┌──
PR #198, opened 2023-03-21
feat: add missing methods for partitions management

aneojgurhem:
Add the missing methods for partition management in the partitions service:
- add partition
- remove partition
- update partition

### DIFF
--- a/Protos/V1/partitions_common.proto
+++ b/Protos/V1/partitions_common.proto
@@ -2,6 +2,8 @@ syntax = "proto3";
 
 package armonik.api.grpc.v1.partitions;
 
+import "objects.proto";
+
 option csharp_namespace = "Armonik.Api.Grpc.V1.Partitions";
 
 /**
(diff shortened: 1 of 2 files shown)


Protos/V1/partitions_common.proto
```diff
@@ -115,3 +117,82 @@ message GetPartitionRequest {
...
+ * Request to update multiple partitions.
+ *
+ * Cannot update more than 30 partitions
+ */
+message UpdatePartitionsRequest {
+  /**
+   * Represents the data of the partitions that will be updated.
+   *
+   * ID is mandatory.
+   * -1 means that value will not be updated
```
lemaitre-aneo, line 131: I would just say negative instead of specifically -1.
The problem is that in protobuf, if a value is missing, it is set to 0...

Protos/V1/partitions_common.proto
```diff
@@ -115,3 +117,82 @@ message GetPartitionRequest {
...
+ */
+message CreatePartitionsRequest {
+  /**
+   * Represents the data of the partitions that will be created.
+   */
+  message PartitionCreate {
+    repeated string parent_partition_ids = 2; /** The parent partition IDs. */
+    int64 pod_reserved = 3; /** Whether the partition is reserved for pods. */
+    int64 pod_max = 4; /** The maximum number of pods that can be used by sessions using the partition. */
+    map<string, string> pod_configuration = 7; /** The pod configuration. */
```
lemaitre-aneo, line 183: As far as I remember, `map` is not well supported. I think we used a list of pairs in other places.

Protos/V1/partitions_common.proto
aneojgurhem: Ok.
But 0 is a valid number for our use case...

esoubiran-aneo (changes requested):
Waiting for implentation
└──
┌──
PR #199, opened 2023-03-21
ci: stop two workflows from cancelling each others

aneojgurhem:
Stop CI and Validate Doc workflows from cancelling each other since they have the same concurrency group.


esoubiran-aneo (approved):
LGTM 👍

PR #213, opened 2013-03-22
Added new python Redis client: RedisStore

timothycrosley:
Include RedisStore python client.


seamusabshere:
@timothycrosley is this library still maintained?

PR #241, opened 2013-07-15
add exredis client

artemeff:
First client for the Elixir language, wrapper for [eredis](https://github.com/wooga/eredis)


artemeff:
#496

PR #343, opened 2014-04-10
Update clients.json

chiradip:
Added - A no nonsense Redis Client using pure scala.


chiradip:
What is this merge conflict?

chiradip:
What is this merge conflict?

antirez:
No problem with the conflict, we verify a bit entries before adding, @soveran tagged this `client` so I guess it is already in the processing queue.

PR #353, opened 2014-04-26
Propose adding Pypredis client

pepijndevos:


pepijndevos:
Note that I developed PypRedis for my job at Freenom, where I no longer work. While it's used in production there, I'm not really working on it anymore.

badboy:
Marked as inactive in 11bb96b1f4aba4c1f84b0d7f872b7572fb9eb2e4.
└──
WORK TO BE COMPLETED » Set down, exactly as they stand above, the lines starting with the line with "But 0 is a valid number for our use case..." and going on through the line with "Waiting for implentation", and no others.

WRITTEN RESPONSE »
But 0 is a valid number for our use case...

esoubiran-aneo (changes requested):
Waiting for implentation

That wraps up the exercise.